PR #285, opened 2019-11-26
Added Nvidia GPU monitoring support.

Gilbert88:
This PR mainly contains two subcharts under Nvidia:
1. nvidia-dcgm-exporter: it is used to expose the dcgm GPU metrics to Prometheus
2. grafana: the GPU dashboard in grafana, captured by label in configmap

Screen Shot 2019-11-26 at 3 27 32 PM
Screen Shot 2019-11-26 at 3 29 20 PM


staging/nvidia/charts/nvidia-dcgm-exporter/templates/daemonset.yaml
```diff
@@ -0,0 +1,68 @@
...
+        resources:
+{{ toYaml .Values.nvidiaDcgmExporter.resources | indent 12 }}
+        volumeMounts:
+        - name: device-metrics
+          mountPath: /run/prometheus
+{{- if .Values.nodeSelector }}
+      nodeSelector:
+{{ toYaml .Values.nodeSelector | indent 8 }}
+{{- end }}
+
```
alejandroEsc: nit space here.

staging/nvidia/charts/grafana/Chart.yaml
```diff
@@ -0,0 +1,5 @@
+apiVersion: v1
+description: A Helm chart for Kubernetes
```
gracedo: Would you mind adding details to the description as to what this subchart does 😄

staging/nvidia/charts/nvidia-dcgm-exporter/Chart.yaml
```diff
@@ -0,0 +1,5 @@
+apiVersion: v1
+appVersion: "1.0"
+description: A Helm chart for Kubernetes
```
gracedo: same here re adding details to the description

hectorj2f:
@Gilbert88 why do we need a grafana subchart here? Why don't we rely on a centralized grafana?

hectorj2f:
I would add the Nvidia dcgm exporter as an optional subchart or addon..There might be customers that don't want it installed by default.

staging/nvidia/charts/nvidia-dcgm-exporter/templates/daemonset.yaml
Gilbert88: Fixed. Thanks!

staging/nvidia/charts/grafana/Chart.yaml
```diff
@@ -0,0 +1,5 @@
...
+name: grafana
+version: 0.1.2
```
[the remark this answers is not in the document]
Gilbert88: Yea, this is just a config map, which is orthogonal to the grafana version. Updated it to 0.1.0

Gilbert88:
> @Gilbert88 why do we need a grafana subchart here? Why don't we rely on a centralized grafana?

It relies on centralized grafana. I don't want to introduce an empty grafana dashboard when the Nvidia addon is not enabled. This subchart only contains a configMap which represents the GPU dashboard. Grafana captures it by label.

Please see Istio for example. It also introduce dashboard by the same way.

Gilbert88:
> I would add the Nvidia dcgm exporter as an optional subchart or addon..There might be customers that don't want it installed by default.

There is a configurable option to disable this exporter:
https://github.com/mesosphere/charts/pull/285/files#diff-c8fbfea42e3504ca63bf01c1ed86301aR5

Customers can disable it from the cluster.yaml. By default, the GPU exporter is enabled.

I would avoid adding it as a separate addon because it depends on the Nvidia driver and Nvidia device plugin. We should avoid introducing more dependencies between addons.

staging/nvidia/charts/grafana/templates/configmap-dashboards.yaml
```diff
@@ -0,0 +1,1125 @@
+# Generated from 'nodes' from https://raw.githubusercontent.com/coreos/kube-prometheus/master/manifests/grafana-dashboardDefinitions.yaml
+# Do not change in-place! In order to change this file first read following link:
+# https://github.com/helm/charts/tree/master/stable/prometheus-operator/hack
+{{- if .Values.enabled }}
+apiVersion: v1
+kind: ConfigMap
+metadata:
+  name: nvidia-grafana-gpu-dashboard
```
joejulian: Best practice is to have this name generated by the template.

staging/nvidia/charts/grafana/LICENSE
```diff
@@ -0,0 +1,201 @@
+                                 Apache License
```
joejulian: Just to make sure... these are Apache licensed because they're copied from upstream?

staging/nvidia/charts/nvidia-dcgm-exporter/templates/daemonset.yaml
```diff
@@ -0,0 +1,67 @@
+{{- if .Values.enabled }}
+apiVersion: apps/v1
+kind: DaemonSet
+metadata:
+  name: nvidia-dcgm-exporter
```
joejulian: Again, should come from the template

staging/nvidia/charts/nvidia-dcgm-exporter/templates/daemonset.yaml
```diff
@@ -0,0 +1,67 @@
...
+  namespace: {{ $.Values.namespace }}
+spec:
+  selector:
+    matchLabels:
+      name: nvidia-dcgm-exporter
```
joejulian: same templated name as above

staging/nvidia/charts/nvidia-dcgm-exporter/templates/daemonset.yaml
```diff
@@ -0,0 +1,67 @@
...
+  template:
+    metadata:
+      labels:
+        name: nvidia-dcgm-exporter
```
joejulian: same templated name as above

staging/nvidia/charts/nvidia-dcgm-exporter/templates/tests/test-connection.yaml
```diff
@@ -0,0 +1,15 @@
+apiVersion: v1
+kind: Pod
+metadata:
+  name: "{{ include "nvidia-dcgm-exporter.fullname" . }}-test-connection"
```
joejulian: This should be generated in _helpers.tpl. The maximum name length is 64 characters. fullname is trucated at 64 characters, but `-test-connection` adds another 16 characters making it possible for this to be 80 characters and be rejected by the api.

staging/nvidia/charts/grafana/templates/configmap-dashboards.yaml
Gilbert88: The main purpose was to make it explicit and it follows the example of Istio config map.

staging/nvidia/charts/grafana/LICENSE
Gilbert88: no, they are not copied from anywhere. We created this sub-chart for grafana dashboard. Added this license because other Nvidia charts are under apache 2.0. Should we remove it?

staging/nvidia/charts/nvidia-dcgm-exporter/templates/daemonset.yaml
Gilbert88: @joejulian , seems like most of the comments here are about using template for the metadata.name. However, I just looked though most of the charts in the repo (e.g., KUDO, Knative, Istio etc). None of them use the template for the metadata.name.

Could you please explain why that is regarded as best practice? Just for shortening the length of the metadata.name? I would prefer the name to be more explicit instead of requiring people to check the template.

If this is a hard requirement to use the template, could you point me to an existing example in the repo?

staging/nvidia/charts/grafana/LICENSE
Gilbert88: Let's keep the liscense because we developed this dashboard based on top of some contents in this repo https://github.com/NVIDIA/gpu-monitoring-tools

PR #286, opened 2019-11-26
kommander-thanos: Bump thanos subchart, add file SD configmaps

gracedo:
This updates the Thanos subchart dependency to the latest version v0.3.9, which includes the new config option that allows us to set up Thanos Query file service discovery with configmaps (https://github.com/banzaicloud/banzai-charts/pull/977). We use this new `serviceDiscoveryFileConfigMaps` option to specify a configmap `kommander-thanos-query-stores`, which is created in the `kommander-thanos` chart and consists of a yaml file containing an empty set of stores/targets. 

Once this is merged:
1. Another mesosphere/charts PR needs to be opened which bumps the kommander-thanos subchart dependency (to v1.0.5) within the kommander chart
2. Then a kubeaddons-configs PR which bumps the kommander chart.

The merging of this and abovementioned PRs would unblock https://github.com/mesosphere/kommander-cluster-lifecycle/pull/231 which refactors the `ThanosQueryController` to update this configmap with managed clusters' stores as they are joined to the management cluster.

## Testing
This was tested by building and self hosting kommander-thanos, then kommander - and creating a kubeaddons-configs branch `gracedo/test_kommander_thanos_charts_cms` which points to my hosted kommander chart. You may test this on a konvoy cluster by editing your `cluster.yaml`, `ClusterConfiguration` section to point `spec.addons.configVersion` to `gracedo/test_kommander_thanos_charts_cms`.

image


stable/kommander-thanos/templates/query-stores-configmap.yaml
```diff
@@ -0,0 +1,15 @@
...
+---
+apiVersion: v1
+kind: ConfigMap
+metadata:
+  name: {{ . }}
+  labels:
+{{ $labels }}
+data:
+  stores.yaml: |-
+    - targets: []
```
jimmidyson: This will overwrite the targets on upgrade. Will that be updated by the controller? Alternatively, could we leave this configmap out and let the controller create it if necessary? This would mean thanos wouldn't start up until the configmap existed (created by controller on startup) but I think that's ok. What do you think?

hectorj2f: yeah, we should test an upgrade here, it could wipe out the stores :S

branden: I don't think the controller would be able to recover from losing all the configured stores in its current form, since it only acts on changes to individual `KommanderCluster` resources. For that to work, we'd need to be able to reconcile changes to this configmap by querying all existing `KommanderCluster`s, retrieving their alertmanager service endpoints, and then overwriting1 the configmap with those endpoints. Would that be a sensible thing to implement?

The alternative of giving the controller total ownership of the configmap's lifecycle should work as well. I think we'd want to expose an option in the KCL chart to define that configmap's name, so we don't hardcode it, and document that this chart will fail to deploy if the configmaps in `serviceDiscoveryFileConfigMaps` don't exist. But that seems reasonable.

gracedo: The only issue I found with giving the controller ownership over the configmap is that due to thanos failing to start up, addons deployment times out (`Error: failed to deploy the cluster: deployment timed out! the following addons were not resolved: kommander`), which isn't great for user experience.

Adding a pre-install hook to the configmap should avoid overwriting on upgrades. I tested this in a cluster by starting a cluster on a version of kommander-thanos, manually modifying the configmap, then redeploying addons with an updated version of kommander which points to a bumped version+1 of kommander-thanos, and seeing that the configmap is not overwritten upon upgrade. I got the idea from [this thread](https://github.com/helm/charts/issues/5167#issuecomment-388833226), only caveat is that the cm may not get deleted upon uninstallation of the chart, but I think that's fine.

This solution would not require any changes to the [KCL refactor PR](https://github.com/mesosphere/kommander-cluster-lifecycle/pull/231). Lmk what you think @hectorj2f @jimmidyson

jimmidyson: If you're adding a pre-install hook, you can add a job to delete it in a post-remove hook perhaps? I'm OK with that, but I'd really rather not leave anything lying around after uninstall.

gracedo: @jimmidyson @hectorj2f I added a post-delete hook job, take a look and let me know what you think, thanks!

stable/kommander-thanos/templates/query-stores-configmap.yaml
```diff
@@ -0,0 +1,48 @@
...
+    "helm.sh/hook-delete-policy": hook-succeeded
+spec:
+  template:
+    metadata:
+      name: {{ . }}-configmap-cleanup
+    spec:
+      serviceAccountName: {{ $sa }}
+      containers:
+        - name: kubectl
+          image: docker.io/bitnami/kubectl:1.14.1
```
jimmidyson: nit (not blocker): Why such an old version of kubectl?

gracedo: I checked what version other jobs were running; they all ran 1.14.1 so I stuck with it also just to be safe!

PR #290, opened 2019-12-03
kommander-karma: Use upstream Karma chart

branden:
This updates the kommander-karma chart to pull in the upstream karma chart, and removes the copy of the karma chart in this repo.


alejandroEsc:
I labeled this ready but change it as you see fit. Could you paste here a sample deployment or whatever tests you ran that this works?

branden:
Closing this because it looks like we have a few changes we need to make in the karma chart in the near future.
# # # # # # #
__TASK PROMPT__:
Using the records above, filter out every line that lacks the string "length" and copy the rest.

__TASK OUTPUT__:
joejulian: This should be generated in _helpers.tpl. The maximum name length is 64 characters. fullname is trucated at 64 characters, but `-test-connection` adds another 16 characters making it possible for this to be 80 characters and be rejected by the api.
Could you please explain why that is regarded as best practice? Just for shortening the length of the metadata.name? I would prefer the name to be more explicit instead of requiring people to check the template.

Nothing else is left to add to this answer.